Kipiące spiątrzonemi bałwanami w okół
I pędził takim lotem że nawet i sokół
Niebyłby go dogonił, choć najchyższy z ptaków...
Niósł tedy po mórz toni ów okręt Feaków
Męża, mądrości bożej, do ojczyzny drogiej.
Którego uporczywie nękał los złowrogi
W tylu bojach i w długiej tułaczce po wodach —
Spał teraz, i zapomniał o swoich przygodach.
Z zejściem gwiazdy świecącej najjaśniej w błękicie
Co zwykle rannej Eos zwiastuje przybycie
Dobijali do wyspy nad samem świtaniem.
Pod Forkisa, morskiego starucha, wezwaniem,
Jest tam przystań w Itace: dwie groźne opoki
Sterczą u wniścia, niby wrota tej zatoki
Odpierające fale, które burza pędzi
W przystań; więc też u cichej wybrzeża krawędzi
Niecumowanych łodzi stoi rząd spokojny.
Wyżej, gdzie brzeg, tam rośnie oliwnik w liść strojny;
Jest i ciemna pieczara oliwnika blisko,
Boginiek Najadami zwanych w niej siedlisko.
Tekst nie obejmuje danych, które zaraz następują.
PR #6425, opened 2023-10-12
Improve Python Backend Testing

rmccorm4:
shm_util.py
- :warning: Change shm probe check from inequality `!=` to strictly growth `>`. Some subtests like `io/io_test.py` were failing with slight **decreases** in shm usage after adding probe to the test, and I didn't spend too much time to figure out why.
- [debug improvement] Add debug string (model name/type) to SHM leak probe to more immediately see failing cases in CI logs

python_unittest.py
- [coverage] add back shm leak testing for bls and decoupled tests
- [coverage] run more iterations of unittest while monitoring SHM for NIGHTLY runs

python_test.py
- [coverage] add shm probe to some uncovered test cases

bls
- [reduce intermittence] improve bls_tensor_lifecycle gpu memory intermittence by using torch cuda allocator memory stats rather than global gpu memory stats to avoid noise from other gpu processes

ensemble
- [reduce intermittence] increase `atol` tolerance for FP32 comparisons to reduce intermittence on outputs within `1e-06` of each other previously causing failures
- [cleanup] re-use common code and break up single test into 2 cpu/gpu tests

io
- [coverage] add shm probe to test
- [cleanup] flatten some of the nested loops with `itertools.product`
- [FIXME] test sees small **decrease** in SHM usage - would be good to understand why - see comment.

logging
- [coverage] add shm probe to test
- [FIXME/out-of-scope] this test can probably be refactored to use `python_unittest.py` structure like some of the other tests

restart
- [coverage] add shm probe to test
- [FIXME/out-of-scope] this test can probably be refactored to use `python_unittest.py` structure like some of the other tests

---

decoupled
- [WIP] add back SHM leak testing


qa/L0_backend_python/python_unittest.py
```diff
@@ -55,32 +55,14 @@ def _run_unittest(self, model_name):
...
-                # this we need to use the shared memory probe only on the later
-                # call so that the probe can detect the leak correctly.
-                self._run_unittest(model_name)
+        # Warmup model, let it do any upfront initializations required
+        self._run_unittest(model_name)
 
-                # [FIXME] See DLIS-3684
+        with self._shm_leak_detector.Probe() as shm_probe:
+            for i in range(5):
+                print(f"[{model_name}] Test iteration: {i}")
```
rmccorm4, line 64: @Tabrizian does this change make sense? 

I'm trying to express:
1. Do any upfront "warmup" that would take some initial amount of memory for every use case
2. Then probe several follow-up runs to make sure the memory doesn't increase over the initial required upper bound

rmccorm4: Just want to sanity check that logic makes sense, and that I'm not potentially missing a leak by doing it this way.

qa/L0_backend_python/ensemble/ensemble_test.py
```diff
@@ -70,36 +69,18 @@ def test_ensemble(self):
                 self.assertIsNotNone(output0)
                 self.assertIsNotNone(output1)
 
-                self.assertTrue(np.allclose(output0, 2 * input_data_0))
-                self.assertTrue(np.allclose(output1, 2 * input_data_1))
+                # Set a big enough tolerance to reduce intermittence. May be
+                # better to test integer outputs in the future for consistency.
+                self.assertTrue(np.allclose(output0, 2 * input_data_0, atol=1e-06))
+                self.assertTrue(np.allclose(output1, 2 * input_data_1, atol=1e-06))
```
rmccorm4, line 75: Improved intermittence on ensemble test:
```
# ensemble test atol

FAIL: [-1.4901161e-08 -2.9802322e-08  0.0000000e+00  5.9604645e-08
  0.0000000e+00  0.0000000e+00  0.0000000e+00  1.4901161e-08
 -5.9604645e-08  0.0000000e+00  0.0000000e+00 -5.9604645e-08
 -3.2130629e-08  0.0000000e+00  0.0000000e+00  0.0000000e+00]
```

Tabrizian: Nice improvement!!

qa/L0_backend_python/python_unittest.py
Tabrizian: I think it is probably fine from leak detection but would significantly affect the test time since now we would run each test 5 times.

rmccorm4: Yeah I'll play with the numbers, just wanted to confirm the methodology

qa/L0_backend_python/decoupled/decoupled_test.py
```diff
@@ -64,11 +68,50 @@ def test_decoupled_execute_error(self):
         shape = [2, 2]
         number_of_requests = 2
         user_data = UserData()
-        with grpcclient.InferenceServerClient("localhost:8001") as triton_client:
-            triton_client.start_stream(callback=partial(callback, user_data))
+        with self._shm_leak_detector.Probe(debug_str=model_name) as shm_probe:
```
rmccorm4, line 71: This file looks like a lot of changes, but it's just adding probe context around the large block of each test and then indenting it.

qa/L0_backend_python/io/io_test.py
```diff
@@ -101,57 +100,56 @@ def _run_ensemble_test(self):
                             self.assertTrue(np.all(output0 == input0))
 
     def test_ensemble_io(self):
-        # Only run the shared memory leak detection with the default trial
```
rmccorm4, line 104: This was previously skipping decoupled trial - trying to add decoupled test back.

qa/L0_backend_python/decoupled/decoupled_test.py
```diff
@@ -79,215 +122,191 @@ def test_decoupled_execute_error(self):
...
-            result = user_data._completed_requests.get()
-            check_result(result)
+                result = user_data._completed_requests.get()
+                check_result(result)
 
     def test_decoupled_bls_stream(self):
         # Test combinations of BLS and decoupled API in Python backend.
         model_name = "decoupled_bls_stream"
         in_values = [4, 2, 0, 1]
-        shape = [1]
```
rmccorm4, line 138: this was unused

qa/L0_backend_python/io/io_test.py
```diff
@@ -101,57 +100,56 @@ def _run_ensemble_test(self):
...
-        if TRIAL == "default":
-            with self._shm_leak_detector.Probe():
-                self._run_ensemble_test()
-        else:
-            self._run_ensemble_test()
```
rmccorm4, line 109: This was previously skipping decoupled trial - trying to add decoupled test back.

qa/L0_backend_python/python_unittest.py
```diff
@@ -56,11 +56,15 @@ def _run_unittest(self, model_name):
     def test_python_unittest(self):
         model_name = os.environ["MODEL_NAME"]
 
-        # Warmup model, let it do any upfront initializations required
+        # Stress test memory growth test more on nightly runs
+        nightly = int(os.environ.get("TRITON_NIGHTLY", "0"))
```
rmccorm4, line 60: TODO: Pass TRITON_NIGHTLY env var to container in test template

qa/common/shm_util.py
```diff
@@ -448,7 +440,7 @@ def __exit__(self, type, value, traceback):
                 if current_shm_size != prev_shm_size:
                     shm_leak_detected = True
                     print(
-                        f"Shared memory leak detected: {current_shm_size} (current) != {prev_shm_size} (prev)."
+                        f"[{self._debug_str}] Shared memory leak detected: {current_shm_size} (current) != {prev_shm_size} (prev)."
```
rmccorm4, line 443: This is just to make it more immediately clear what subtest is leaking in job logs.

qa/L0_backend_python/python_unittest.py
kthui: @rmccorm4 I'm trying to understand you implementation here on warmup. The [existing implementation](https://github.com/triton-inference-server/server/blob/main/qa/L0_backend_python/python_unittest.py#L60-L82) will do a warmup only if the model name matches `bls`, `bls_memory`, `bls_memory_async` or `bls_request_rescheduling`. A warmup is not performed for all other model names. On your implementation, it will perform a warmup for all model names. Am I understanding it correctly? Why do we want to perform a warmup for all models?

rmccorm4: I think my goal was just to standardize the test for every use case, rather than having special cases as much as possible. If it significantly impacts total test time, it's probably not a good idea. This is just something I was experimenting with at the time.

rmccorm4: If you have any similar thoughts but want to do it differently, feel free - I don't think my latest changes were passing CI when I was last looking into this.

kthui: Interestingly, I got it passed locally, after merging in main changes. I will push them here and run the CI, and see what happens.

qa/common/shm_util.py
```diff
@@ -434,12 +435,14 @@ def __exit__(self, type, value, traceback):
             for current_shm_size, prev_shm_size in zip(
                 current_shm_sizes, self._shm_region_free_sizes
             ):
-                if current_shm_size != prev_shm_size:
+                if current_shm_size > prev_shm_size:
```
kthui, line 438: @rmccorm4 Do you think the comparison should be `<` instead of `>`? I think the `*_shm_size` here is not referring to the occupied size, but the free size on the shm segment. If there is a leak, then `current_free_size < previous_free_size`.

qa/L0_backend_python/io/io_test.py
kthui: @Tabrizian Do you know why we were skipping shm leak detector probe on decoupled trial? It seems like the decoupled trial will always leak the exact same amount as @rmccorm4 found.

Tabrizian: Based on our slack conversation I think you found the root cause. And just to set the record straight it is not really a leak since the memory will be deallocated on next inference.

Wewnątrz dzbany i garnki dwóuszne tam toją,
Pszczoły w nich robią miody, jak w ulach się roją...
Są i narzędzia tkackie, kamienne warsztaty,
Bogińki purpurowe na nich dzieją szaty.
Środkiem bije zdrój żywy; po bokach dwa wchody:
Jeden północny ludziom służy do wygody,
Od południa — ten święty; stopa śmiertelnika
Przestąpić go niemoże — Bogom się odmyka.